Task objective → Read the records that follow and state how many lines hold "this", adding nothing else.

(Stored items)
------------------------------------------------
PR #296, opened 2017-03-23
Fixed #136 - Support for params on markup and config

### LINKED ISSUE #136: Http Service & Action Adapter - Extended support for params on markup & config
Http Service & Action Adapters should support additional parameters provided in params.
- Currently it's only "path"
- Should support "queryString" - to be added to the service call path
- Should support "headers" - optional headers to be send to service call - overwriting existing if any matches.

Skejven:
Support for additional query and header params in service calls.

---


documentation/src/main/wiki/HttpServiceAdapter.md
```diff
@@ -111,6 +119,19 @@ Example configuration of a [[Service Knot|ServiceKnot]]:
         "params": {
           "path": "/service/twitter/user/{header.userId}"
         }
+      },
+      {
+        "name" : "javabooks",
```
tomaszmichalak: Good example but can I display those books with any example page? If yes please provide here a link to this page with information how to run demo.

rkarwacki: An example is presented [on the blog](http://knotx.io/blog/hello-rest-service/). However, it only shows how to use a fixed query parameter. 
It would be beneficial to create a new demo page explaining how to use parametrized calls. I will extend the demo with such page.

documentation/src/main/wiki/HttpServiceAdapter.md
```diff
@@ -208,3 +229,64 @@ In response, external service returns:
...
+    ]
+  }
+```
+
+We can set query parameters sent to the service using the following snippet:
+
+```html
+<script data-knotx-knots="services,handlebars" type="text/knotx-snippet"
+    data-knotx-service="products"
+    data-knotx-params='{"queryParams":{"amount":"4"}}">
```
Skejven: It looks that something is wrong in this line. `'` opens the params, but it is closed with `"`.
------------------------------------------------
Task solution → 2